When you have something that you need to configure per instance or do not want to check in with the code into your VCS (e.g. credentials for something), you can define an instance variable and read that in your settings file from an environment variable.

Here is an example, where the settings file uses a variable named API_KEY that is set as an instance variable:

    accessKey: '%env:API_KEY%'
The Beach UI showing the editing of an instance variable named API_KEY.

Using settings files

Of course you can check in configuration files with your code. The only thing you need to keep in mind: Beach itself provides some default settings (for the database) in a file that is automatically generated when building your project's container.

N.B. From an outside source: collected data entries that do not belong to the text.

Issue #2595, opened 2016-06-16
Minor Edit Alert Enhancements


davewichers:
When you right click on an alert, there are MANY items in that menu. I was looking for some kind of triage function (like set as false positive, or whatever), but apparently you have to hit edit first and then you can do that. To make it easier to find this functionality, I'd suggest:

1) Add an Edit button to the alert panel on the right. That will make this feature more prominent, and hopefully more likely a user will see it/try it/and find the change confidence functionality. Maybe in the top right corner of this panel?
2) Seems like if you did that, you could simply change the mode of the alert panel to edit mode (rather than popping up a separate Edit Alert dialog), but that's not a big deal. (If you do this, both the edit button, and right click-->edit on the alert should work the same).
3) Please left justify the CWE ID and WASC ID values in the Edit Alert dialog so they are on the left just like the data in all the other rows. When I bring up the Edit Alert dialog you can't see those values at all so they look blank. I have to expand the width of that dialog to see those values way off to the right.
4) When you save an Edit, that alert should remain selected in the Alerts tree. Now when you save, nothing is selected anymore and the alert info is not shown to the right, which is surprising/disconcerting.
5) Does it make sense to add a new 'Reported' choice for Confidence? i.e., Confirmed means 'yes its vulnerable'. Reported could be used to mean its been JIRAed or however such issues are reported to the app owner.

kingthorin:
- [x] Edit button
- [ ] Edit mode
- [x]  Left justify CWE and WASC in edit dialog
- [x] Additional Confidence choice.
  * I don't believe this last one is necessary. If user's want to tag things Reported they can append/postpend the title, edit one of the other fields, etc. Plus the "Reported" confidence would only be visible/applicable to a single saved session.

davewichers:
I'd still like to see the Reported capability be built in. @psiinon (Simon) - do you have an opinion? Also, not sure why it appears that you aren't re-selecting the edited alert. Do you plan not to? Or just haven't done it yet?

kingthorin:
Yup, that's a todo list.

kingthorin:
Keep in mind "Confirmed" confidence is user set, never code set.

davewichers:
Understand. I want to be able to do 2 things, 1) Confirm the vulnerability
is real, then 2) Set that the vulnerability has been reported somehow,
e.g., in JIRA, in a report, however.

kingthorin:
[...]

PR #3285, opened 2017-03-13
Edit Alert Enhancements

kingthorin:
Rework AlertViewPanel so that labels are in a fixed space, left align CWE and WASC in edit mode.
AlertPanel, implement an Edit button in the toolbar.
ExtensionAlert add code to updateAlertInTree so that the alert is re-selected after editing.
AlertAddDialog remove unnecessary call to ExtensionAlert.updateAlertInTree and ExtensionAlert.displayAlert.
Messages.properties add tooltip entry for new button.

This contributes to zaproxy/zaproxy#2595

### DIFF
--- a/src/org/zaproxy/zap/extension/alert/AlertViewPanel.java
+++ b/src/org/zaproxy/zap/extension/alert/AlertViewPanel.java
@@ -40,6 +40,8 @@ import javax.swing.JComboBox;
 import javax.swing.JLabel;
 import javax.swing.JPanel;
 import javax.swing.JScrollPane;
+import javax.swing.JSpinner;
+import javax.swing.JTextField;
 import javax.swing.border.TitledBorder;
 
 import org.apache.log4j.Logger;
@@ -62,13 +64,15 @@ public class AlertViewPanel extends AbstractPanel {
 	private static final long serialVersionUID = 1L;
 	private static final Logger logger = Logger.getLogger(AlertViewPanel.class);
 	
+	private static final Insets DEFAULT_INSETS = new Insets(1,1,1,1);
+	
 	private JScrollPane defaultPane = null;
 	private JScrollPane alertPane = null;
 	private ZapTextArea defaultOutput = null;
 	private JPanel alertDisplay = null;
 	private CardLayout cardLayout = null;
 	
-	private ZapTextField alertUrl = null;
+	private ZapLabel alertUrl = null;
 	private ZapLabel alertName = null;
 	private JLabel alertRisk = null;
 	private JLabel alertConfidence = null;
@@ -93,6 +97,16 @@ public class AlertViewPanel extends AbstractPanel {
 	private DefaultComboBoxModel<String> paramListModel = null;
 	private ZapNumberSpinner alertEditCweId = null;
 	private ZapNumberSpinner alertEditWascId = null;
+	
+	private JLabel attackLabel;
+	private JLabel cweidLabel;
+	private JLabel evidenceLabel;
+	private JLabel otherLabel;
+	private JLabel confidenceLabel;
+	private JLabel riskLabel;
+	private JLabel sourceLabel;
+	private JLabel urlLabel;
+	private JLabel wascidLabel;
 	
 	private boolean editable = false;
 	private Alert originalAlert = null;
@@ -221,7 +235,15 @@ public class AlertViewPanel extends AbstractPanel {
 			
 			alertEditEvidence = new ZapTextField();
 			alertEditCweId = new ZapNumberSpinner();
+			if (alertEditCweId.getEditor() instanceof JSpinner.DefaultEditor) {
+				((JSpinner.DefaultEditor) alertEditCweId.getEditor()).getTextField()
+						.setHorizontalAlignment(JTextField.LEFT);
+			}
 			alertEditWascId = new ZapNumberSpinner();
+			if (alertEditWascId.getEditor() instanceof JSpinner.DefaultEditor) {
+				((JSpinner.DefaultEditor) alertEditWascId.getEditor()).getTextField()
+						.setHorizontalAlignment(JTextField.LEFT);
+			}
 
 			// Read only ones
 			alertName = new ZapLabel();
@@ -236,7 +258,7 @@ public class AlertViewPanel extends AbstractPanel {
 			alertWascId = new JLabel();
 			alertSource = new JLabel();
 
-			alertUrl = new ZapTextField();
+			alertUrl = new ZapLabel();
 			
 			alertDescription = createZapTextArea();
 			JScrollPane descSp = createJScrollPane(Constant.messages.getString("alert.label.desc"));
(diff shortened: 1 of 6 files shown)


kingthorin:
I will put together a corresponding help PR as well.

src/org/zaproxy/zap/extension/alert/AlertViewPanel.java
```diff
@@ -291,134 +313,61 @@ public void keyPressed(java.awt.event.KeyEvent evt) {
...
-						LayoutHelper.getGBC(1, gbcRow, 1, 0.75D, new Insets(1,1,1,1)));
-				gbcRow++;
-
-				alertDisplay.add(new JLabel(Constant.messages.getString("alert.label.source")),
-						LayoutHelper.getGBC(0, gbcRow, 1, 0.25D, new Insets(1,1,1,1)));
-				alertDisplay.add(alertSource, 
-						LayoutHelper.getGBC(1, gbcRow, 1, 0.75D, new Insets(1,1,1,1)));
-				gbcRow++;
-			}
+			alertUrl.setEditable(false);
```
thc202: Since it's no longer editable (before was but the changes were not applied...) we could use a ZapLabel instead.

src/org/zaproxy/zap/extension/alert/AlertViewPanel.java
```diff
@@ -291,134 +313,61 @@ public void keyPressed(java.awt.event.KeyEvent evt) {
...
+			gbcRow++;
+			alertDisplay.add(getCweidLabel(), LayoutHelper.getGBC(0, gbcRow, 1, 0, DEFAULT_INSETS));
+			alertDisplay.add(editable ? alertEditCweId : alertCweId,
+					LayoutHelper.getGBC(1, gbcRow, 1, 1, DEFAULT_INSETS));
+			gbcRow++;
+			alertDisplay.add(getWascidLabel(), LayoutHelper.getGBC(0, gbcRow, 1, 0, DEFAULT_INSETS));
+			alertDisplay.add(editable ? alertEditWascId : alertWascId,
+					LayoutHelper.getGBC(1, gbcRow, 1, 1, DEFAULT_INSETS));
+			gbcRow++;
+			alertDisplay.add(getSourceLabel(), LayoutHelper.getGBC(0, gbcRow, 1, 0, DEFAULT_INSETS));
```
thc202: This should probably be shown only when not editing (otherwise we should set the `alertSource` always to not leave the field empty).

src/org/zaproxy/zap/extension/alert/ExtensionAlert.java
```diff
@@ -376,6 +380,23 @@ private void writeAlertToDB(Alert alert, HistoryReference ref) throws HttpMalfor
 
     }
 
+    private TreePath findAlertInTree(Alert alert) {
```
thc202: We could use the methods from the alert model to find the node (which uses binary search), although that can be changed later.

src/org/zaproxy/zap/extension/alert/ExtensionAlert.java
```diff
@@ -376,6 +380,23 @@ private void writeAlertToDB(Alert alert, HistoryReference ref) throws HttpMalfor
...
 
+    private TreePath findAlertInTree(Alert alert) {
+    	Enumeration<?> en = ((((AlertNode) this.getTreeModel().getRoot()).preorderEnumeration()));
+		while (en.hasMoreElements()) {
+			AlertNode node = (AlertNode) en.nextElement();
+			if (node.isRoot()) {
+				continue;
+			}
+			if (alert.compareTo(node.getUserObject())==0) {
+				if (node.getChildCount()==1) {
```
thc202: Ideally it should continue until it has no child nodes (we should only select leafs).

src/org/zaproxy/zap/extension/alert/ExtensionAlert.java
```diff
@@ -410,6 +431,13 @@ public void updateAlertInTree(Alert originalAlert, Alert alert) {
     		this.getFilteredTreeModel().updatePath(originalAlert, alert);
     	}
     	this.recalcAlerts();
+    	
+    	if (View.isInitialised()) {
+    		JTree alertTree = this.getAlertPanel().getTreeAlert();
+    		alertTree.setExpandsSelectedPaths(true);
```
thc202: This can be done once (in `getTreeAlert()`).

src/org/zaproxy/zap/extension/history/AlertAddDialog.java
```diff
@@ -205,9 +205,6 @@ public void actionPerformed(java.awt.event.ActionEvent e) {
 
 								// Update alert display
 								extAlert.displayAlert(alert);
```
thc202: This can also be deleted, the selection already displays the alert.

src/org/zaproxy/zap/extension/alert/ExtensionAlert.java
kingthorin: I don't mind changing it, but you'll have to be a bit more specific.

kingthorin:
That should address most of the feedback. I did noticed one issue though. When a user edits a vulnerability (branch) a particular leaf is selected, once the edit is done the appropriate leaf is selected, but the display of the branch isn't updated. Any ideas on that?

src/org/zaproxy/zap/extension/alert/ExtensionAlert.java
thc202: Something like:
```Java

    public AlertNode getAlertNode(Alert alert) {
        AlertNode parent = (AlertNode) getRoot();
        int risk = alert.getRisk();
        if (alert.getConfidence() == Alert.CONFIDENCE_FALSE_POSITIVE) {
            // Special case!
            risk = -1;
        }

        AlertNode needle = new AlertNode(risk, alert.getName());
        needle.setUserObject(alert);
        int idx = parent.findIndex(needle);
        if (idx < 0) {
            return null;
        }
        parent = parent.getChildAt(idx);
        idx = parent.findIndex(needle);
        if (idx < 0) {
            return null;
        }
        return parent.getChildAt(idx);
    }
```
in `AlertTreeModel`.

thc202:
Looks like a bug, could you provide the exact steps to reproduce that?

src/org/zaproxy/zap/extension/alert/AlertViewPanel.java
```diff
@@ -291,134 +313,61 @@ public void keyPressed(java.awt.event.KeyEvent evt) {
...
+			alertDisplay.add(getCweidLabel(), LayoutHelper.getGBC(0, gbcRow, 1, 0, DEFAULT_INSETS));
+			alertDisplay.add(editable ? alertEditCweId : alertCweId,
+					LayoutHelper.getGBC(1, gbcRow, 1, 1, DEFAULT_INSETS));
+			gbcRow++;
+			alertDisplay.add(getWascidLabel(), LayoutHelper.getGBC(0, gbcRow, 1, 0, DEFAULT_INSETS));
+			alertDisplay.add(editable ? alertEditWascId : alertWascId,
+					LayoutHelper.getGBC(1, gbcRow, 1, 1, DEFAULT_INSETS));
+			gbcRow++;
+			//Source doesn't need to be displayed in edit mode
+			alertDisplay.add(editable ? new JLabel() : getSourceLabel(), LayoutHelper.getGBC(0, gbcRow, 1, 0, DEFAULT_INSETS));
```
thc202: Could use a if and "skip" the two statements instead?

src/org/zaproxy/zap/extension/alert/ExtensionAlert.java
```diff
@@ -410,6 +431,12 @@ public void updateAlertInTree(Alert originalAlert, Alert alert) {
     		this.getFilteredTreeModel().updatePath(originalAlert, alert);
     	}
     	this.recalcAlerts();
+    	
+    	if (View.isInitialised()) {
+    		JTree alertTree = this.getAlertPanel().getTreeAlert();
+    		alertTree.setSelectionPath(findAlertInTree(alert));
+    		alertTree.scrollPathToVisible(findAlertInTree(alert));
```
thc202: `findAlertInTree` should be called only once.

src/org/zaproxy/zap/extension/alert/ExtensionAlert.java
kingthorin: Oh I thought you meant there was some simple call already there that I was missing, I didn't expect you to write code for me....thanks!

kingthorin:
I tried to recreate in 2.5.0 this afternoon and the issue didn't happen. So either there's a problem with the saved session I was working on or it was something introduced by this change. I'll have more of a look in the morning, if I can't sort it I'll post steps.

src/org/zaproxy/zap/extension/alert/ExtensionAlert.java
thc202: No problem (there are methods using the binary search but do little more than what it's needed here).

thc202:
OK, it might well be related to other changes in develop branch.

src/org/zaproxy/zap/extension/alert/ExtensionAlert.java
kingthorin: Hmmmm in the two saved sessions I tested with this always returned zero. I unfortunately need to head to work and can't do anything further with this until tonight.

I can probably just use `findLeafNodeForAlert(root, alert)` which is already in AlertTreeModel.

kingthorin:
Ok so here's the scoop on this one. Select a branch, note which URL it refers to. Goto the Alert in the tree for that URL (leaf). Do an edit, and save it. Go back to the branch and not that its display wasn't updated.

src/org/zaproxy/zap/extension/alert/ExtensionAlert.java
thc202: Index 0 might be fine, if selecting the first node. How many nodes did you have? (I tested the method and it seemed to work fine, selected the expected node always).

That method is not as efficient, it traverses the whole tree (in worst case).

thc202:
Thanks, will try that.

src/org/zaproxy/zap/extension/alert/ExtensionAlert.java
kingthorin: Will test further in a few hours when I'm home. Tks @thc202

kingthorin: Hmmm ok the updated alert always becomes the 0th item in the branch, so that makes sense. However, now I'm back to the item being selected but the selection not being displayed :(

thc202:
Thanks!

Here is how it works:

  • Configuration/Production/Settings.yaml can be used as you like to provide settings for the Production context in general.
  • Configuration/Production/Beach/Settings.yaml is written by Beach, whatever you put there will simply disappear in the deployed instance.
  • Configuration/Production/Beach/Instance/Settings.yaml is what the instance will use, if it exists. It can thus be used to provide settings specifically for Beach.

Using a custom sub-context

In case you have extensive settings you need to differentiate between instances, you can set the BEACH_FLOW_SUB_CONTEXT instance variable to override the default Instance sub-context. That way you can have larger blocks of settings per instance.